Calcipotriene and betamethasone dipropionate is an alcohol-free foam formulation of the two drugs contained in a pressurized spray that permits application across large areas of plaque psoriasis. The propellant used for the foam is flammable. Patients should be instructed to avoid fire, any flame, and smoking during and immediately following application. Patients should be counseled to stop using the drug when control is achieved and instructed not to use more than 60 g every 4 days.
More than half of patients treated with the drug were "clear" or "almost clear" by week 4 in a phase 3 clinical trial of calcipotriene and betamethasone dipropionate according to the Investigator's Global Assessment Score of disease severity. In addition, more than half the patients who used the product achieved 75% improvement in the Psoriasis Area and Severity Index score from baseline.
Fewer than 1% of clinical trial participants treated with calcipotriene and betamethasone dipropionate reported adverse reactions, including: application site irritation, application site pruritus, folliculitis, skin hypopigmentation, hypercalcemia, urticaria, and exacerbation of psoriasis. Labeling notes that patients should discontinue treatment until parameters of calcium metabolism have normalized if hypercalcemia or hypercalciuria develop. Calcipotriene and betamethasone dipropionate is a product of LEO Pharma.

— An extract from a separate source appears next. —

PR #3329, opened 2024-08-10
formatters: enrich proto field to include protocol name in L4 endpoints

### LINKED ISSUE #3233: formatters: Enrich proto field too
The `gadget_l4endpoint_t` type is enriched with the human readable version of the IP address, however the proto is still printed in its numeric value:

Opioid film patch treatment approved for chronic pain
BioDelivery Sciences International Inc. received FDA approval for buprenorphine buccal film (Belbuca), an opioid treatment for chronic pain in patients who need around-the-clock treatment and for whom current alternatives do not suffice. Buprenorphine buccal film will be available in seven dosages by the first quarter of 2016.
Buprenorphine buccal film is placed on the inner lining of the cheek, leading to faster delivery of the analgesic drug buprenorphine directly into the bloodstream. According to BioDelivery, buprenorphine buccal film may help prevent misuse through snorting or injecting, as the film patch is difficult to crush or liquefy.
Buprenorphine buccal film has a box warning for addiction, abuse and misuse, life-threatening respiratory depression, accidental exposure, and neonatal opioid withdrawal syndrome.
The most common adverse reactions include: nausea, constipation, vomiting, headache, dizziness, and somnolence.
Serious liver injury may be linked with Viekira Pak and Technivie
The hepatitis C infection treatments ombitasvir, paritaprevir, ritonavir, and dasabuvir tablet (Viekira Pak) and ombitasvir, paritaprevir, and ritonavir (Technivie) may increase the risk of serious liver injury, particularly in those with underlying advanced liver disease, the FDA has warned. The FDA received at least 26 worldwide case reports that were deemed possibly or probably related to Viekira Pak or Technivie. In most cases, liver injury developed within the first 4 weeks of treatment.
The FDA found cases of hepatic decompensation and liver failure in patients with underlying liver cirrhosis who were taking either of the two medications. In some cases, patients required liver transplantation or died.
The FDA will now require AbbVie to add information to the labeling regarding serious liver injury adverse reactions. The labels now state a contraindication in patients with moderate-to-severe hepatic impairment, the company notes.
Patients taking these medications should be closely monitored for signs and symptoms of worsening liver disease, such as ascites, hepatic encephalopathy, variceal hemorrhage, and/or increases in direct bilirubin levels. Both medications are products of AbbVie.